### ABOUT THIS TASK
Retype, word for word, each line between the lines holding "let db = self.context.get_storage();" and "have been submitted", inclusive, and leave the rest of the data alone.

(Beginning of EXERCISE DATA)

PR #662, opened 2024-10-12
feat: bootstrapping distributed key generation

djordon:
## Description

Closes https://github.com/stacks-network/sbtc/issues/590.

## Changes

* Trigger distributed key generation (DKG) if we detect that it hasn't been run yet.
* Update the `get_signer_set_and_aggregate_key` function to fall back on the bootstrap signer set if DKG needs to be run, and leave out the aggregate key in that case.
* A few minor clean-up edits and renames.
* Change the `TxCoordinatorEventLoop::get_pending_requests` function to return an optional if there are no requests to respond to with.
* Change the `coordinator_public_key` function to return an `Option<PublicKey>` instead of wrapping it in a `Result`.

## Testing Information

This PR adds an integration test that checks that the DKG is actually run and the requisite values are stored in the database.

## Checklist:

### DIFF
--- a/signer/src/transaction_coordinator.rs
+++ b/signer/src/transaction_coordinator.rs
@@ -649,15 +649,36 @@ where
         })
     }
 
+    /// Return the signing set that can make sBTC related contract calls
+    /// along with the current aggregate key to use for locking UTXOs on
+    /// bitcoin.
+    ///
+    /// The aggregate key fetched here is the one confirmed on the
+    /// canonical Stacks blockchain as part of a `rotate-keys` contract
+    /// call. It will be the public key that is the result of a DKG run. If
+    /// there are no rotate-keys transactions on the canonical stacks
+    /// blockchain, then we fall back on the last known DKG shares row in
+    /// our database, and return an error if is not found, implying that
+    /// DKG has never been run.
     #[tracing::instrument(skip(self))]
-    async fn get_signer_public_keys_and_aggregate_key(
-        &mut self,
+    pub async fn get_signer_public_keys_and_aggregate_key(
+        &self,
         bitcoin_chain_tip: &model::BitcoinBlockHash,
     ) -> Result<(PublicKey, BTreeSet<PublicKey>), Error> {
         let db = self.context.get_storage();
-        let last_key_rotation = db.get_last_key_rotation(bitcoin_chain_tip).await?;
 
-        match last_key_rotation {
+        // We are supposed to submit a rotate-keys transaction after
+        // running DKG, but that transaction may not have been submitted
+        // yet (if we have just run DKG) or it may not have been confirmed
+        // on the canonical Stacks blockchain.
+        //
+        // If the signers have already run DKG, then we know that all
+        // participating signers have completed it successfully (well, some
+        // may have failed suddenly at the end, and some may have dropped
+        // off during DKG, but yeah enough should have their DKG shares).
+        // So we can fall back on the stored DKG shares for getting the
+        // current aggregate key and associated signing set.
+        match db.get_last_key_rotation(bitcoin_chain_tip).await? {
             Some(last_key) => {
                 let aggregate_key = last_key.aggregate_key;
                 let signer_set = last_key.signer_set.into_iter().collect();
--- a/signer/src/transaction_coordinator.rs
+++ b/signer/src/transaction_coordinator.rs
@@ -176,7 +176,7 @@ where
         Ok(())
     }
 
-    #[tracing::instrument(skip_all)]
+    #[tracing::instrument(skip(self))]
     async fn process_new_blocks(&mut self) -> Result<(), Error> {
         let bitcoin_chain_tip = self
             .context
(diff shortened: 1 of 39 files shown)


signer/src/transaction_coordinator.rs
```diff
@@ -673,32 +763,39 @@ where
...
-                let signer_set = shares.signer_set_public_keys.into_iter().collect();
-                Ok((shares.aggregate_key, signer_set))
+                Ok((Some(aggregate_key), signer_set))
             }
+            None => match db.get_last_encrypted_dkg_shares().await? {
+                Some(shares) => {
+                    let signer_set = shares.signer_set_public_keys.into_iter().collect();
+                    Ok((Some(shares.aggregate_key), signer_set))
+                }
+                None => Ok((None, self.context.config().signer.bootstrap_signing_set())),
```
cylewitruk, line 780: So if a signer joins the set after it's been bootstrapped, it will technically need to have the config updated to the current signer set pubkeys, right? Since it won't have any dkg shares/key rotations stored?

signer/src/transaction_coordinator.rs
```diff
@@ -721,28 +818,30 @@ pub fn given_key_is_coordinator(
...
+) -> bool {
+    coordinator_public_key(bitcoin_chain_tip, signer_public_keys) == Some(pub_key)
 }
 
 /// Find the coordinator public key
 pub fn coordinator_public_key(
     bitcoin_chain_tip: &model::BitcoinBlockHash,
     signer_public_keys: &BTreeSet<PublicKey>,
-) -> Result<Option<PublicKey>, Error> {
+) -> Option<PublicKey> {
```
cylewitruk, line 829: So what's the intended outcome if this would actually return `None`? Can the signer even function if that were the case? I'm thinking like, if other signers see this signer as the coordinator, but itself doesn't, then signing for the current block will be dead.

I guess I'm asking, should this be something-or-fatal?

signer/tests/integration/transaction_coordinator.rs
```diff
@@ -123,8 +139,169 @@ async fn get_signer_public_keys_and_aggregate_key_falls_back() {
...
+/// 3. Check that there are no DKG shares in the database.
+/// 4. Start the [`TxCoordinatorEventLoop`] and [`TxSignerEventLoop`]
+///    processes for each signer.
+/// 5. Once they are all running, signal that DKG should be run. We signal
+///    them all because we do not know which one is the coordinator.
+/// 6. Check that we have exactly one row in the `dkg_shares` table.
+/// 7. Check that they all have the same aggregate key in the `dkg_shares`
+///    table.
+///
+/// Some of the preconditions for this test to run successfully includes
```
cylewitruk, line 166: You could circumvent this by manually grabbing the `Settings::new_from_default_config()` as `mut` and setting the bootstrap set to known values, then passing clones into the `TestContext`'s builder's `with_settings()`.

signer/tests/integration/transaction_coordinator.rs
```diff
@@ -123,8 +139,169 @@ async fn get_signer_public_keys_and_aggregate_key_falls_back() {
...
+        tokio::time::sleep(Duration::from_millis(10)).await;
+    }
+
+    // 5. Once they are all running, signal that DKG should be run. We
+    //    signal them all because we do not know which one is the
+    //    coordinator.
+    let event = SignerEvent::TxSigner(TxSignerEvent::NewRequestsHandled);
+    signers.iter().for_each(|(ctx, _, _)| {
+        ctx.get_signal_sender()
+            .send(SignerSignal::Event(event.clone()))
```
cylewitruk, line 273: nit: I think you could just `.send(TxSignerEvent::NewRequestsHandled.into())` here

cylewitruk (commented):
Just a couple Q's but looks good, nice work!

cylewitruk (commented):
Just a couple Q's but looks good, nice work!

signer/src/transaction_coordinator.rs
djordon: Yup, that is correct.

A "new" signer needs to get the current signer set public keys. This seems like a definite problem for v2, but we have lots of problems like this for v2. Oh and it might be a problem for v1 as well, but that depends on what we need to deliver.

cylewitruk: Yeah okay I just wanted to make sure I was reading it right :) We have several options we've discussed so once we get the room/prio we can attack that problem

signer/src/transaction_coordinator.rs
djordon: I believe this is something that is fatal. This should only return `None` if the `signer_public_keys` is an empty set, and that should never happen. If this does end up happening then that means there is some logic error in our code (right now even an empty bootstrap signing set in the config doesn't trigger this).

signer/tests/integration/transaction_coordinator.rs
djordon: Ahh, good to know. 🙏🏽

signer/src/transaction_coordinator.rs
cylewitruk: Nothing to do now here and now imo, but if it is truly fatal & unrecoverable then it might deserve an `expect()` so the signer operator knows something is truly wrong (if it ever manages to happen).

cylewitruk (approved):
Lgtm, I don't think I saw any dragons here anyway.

(End of EXERCISE DATA)
(Beginning of EXERCISE DATA)

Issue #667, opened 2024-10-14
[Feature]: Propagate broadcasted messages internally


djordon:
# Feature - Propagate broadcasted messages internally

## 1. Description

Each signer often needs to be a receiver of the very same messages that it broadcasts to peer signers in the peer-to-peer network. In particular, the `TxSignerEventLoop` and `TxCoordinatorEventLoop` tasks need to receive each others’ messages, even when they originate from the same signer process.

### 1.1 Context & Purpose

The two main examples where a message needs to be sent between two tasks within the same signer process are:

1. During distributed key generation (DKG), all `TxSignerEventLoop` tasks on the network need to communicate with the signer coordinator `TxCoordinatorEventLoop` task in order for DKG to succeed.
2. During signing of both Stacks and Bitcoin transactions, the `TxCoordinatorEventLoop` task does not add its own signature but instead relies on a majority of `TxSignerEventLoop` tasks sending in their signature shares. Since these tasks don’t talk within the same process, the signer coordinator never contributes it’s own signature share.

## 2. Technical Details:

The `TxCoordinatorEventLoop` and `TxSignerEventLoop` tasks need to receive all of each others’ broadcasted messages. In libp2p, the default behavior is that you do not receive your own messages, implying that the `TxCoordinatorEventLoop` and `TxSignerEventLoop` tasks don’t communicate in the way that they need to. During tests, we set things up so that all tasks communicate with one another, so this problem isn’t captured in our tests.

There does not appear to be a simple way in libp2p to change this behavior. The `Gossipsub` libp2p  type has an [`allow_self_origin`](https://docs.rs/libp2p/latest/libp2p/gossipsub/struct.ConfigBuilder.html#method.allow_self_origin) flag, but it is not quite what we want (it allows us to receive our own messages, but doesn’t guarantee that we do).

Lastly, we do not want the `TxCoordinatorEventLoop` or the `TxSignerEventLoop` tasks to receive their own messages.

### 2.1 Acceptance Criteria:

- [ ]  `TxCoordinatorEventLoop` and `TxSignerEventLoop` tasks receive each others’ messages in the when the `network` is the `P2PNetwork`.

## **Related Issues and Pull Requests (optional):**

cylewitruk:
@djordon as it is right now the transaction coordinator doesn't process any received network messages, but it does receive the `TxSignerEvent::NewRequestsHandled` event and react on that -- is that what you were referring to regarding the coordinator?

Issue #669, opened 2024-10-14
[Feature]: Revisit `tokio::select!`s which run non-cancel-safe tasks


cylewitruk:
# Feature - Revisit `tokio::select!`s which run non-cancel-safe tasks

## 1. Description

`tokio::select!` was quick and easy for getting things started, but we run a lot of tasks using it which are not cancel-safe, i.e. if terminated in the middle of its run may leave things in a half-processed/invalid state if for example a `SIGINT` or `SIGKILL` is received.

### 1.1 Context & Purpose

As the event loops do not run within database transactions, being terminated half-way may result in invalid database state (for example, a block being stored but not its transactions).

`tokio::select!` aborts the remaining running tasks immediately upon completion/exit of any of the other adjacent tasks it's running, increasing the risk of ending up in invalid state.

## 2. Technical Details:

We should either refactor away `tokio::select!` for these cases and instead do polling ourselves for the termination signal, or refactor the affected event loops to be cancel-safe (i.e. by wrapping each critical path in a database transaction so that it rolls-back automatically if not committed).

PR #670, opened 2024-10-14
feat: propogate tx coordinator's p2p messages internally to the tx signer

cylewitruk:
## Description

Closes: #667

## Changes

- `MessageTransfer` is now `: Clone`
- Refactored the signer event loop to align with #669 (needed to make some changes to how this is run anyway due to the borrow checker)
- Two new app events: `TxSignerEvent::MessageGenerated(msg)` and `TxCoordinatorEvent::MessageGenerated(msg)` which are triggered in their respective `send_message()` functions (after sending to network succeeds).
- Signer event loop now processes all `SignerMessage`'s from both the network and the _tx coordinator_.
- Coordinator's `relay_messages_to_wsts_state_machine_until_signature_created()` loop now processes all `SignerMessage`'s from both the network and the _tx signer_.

(End of EXERCISE DATA)

### SOLUTION TO THE PROBLEM
         let db = self.context.get_storage();
-        let last_key_rotation = db.get_last_key_rotation(bitcoin_chain_tip).await?;
 
-        match last_key_rotation {
+        // We are supposed to submit a rotate-keys transaction after
+        // running DKG, but that transaction may not have been submitted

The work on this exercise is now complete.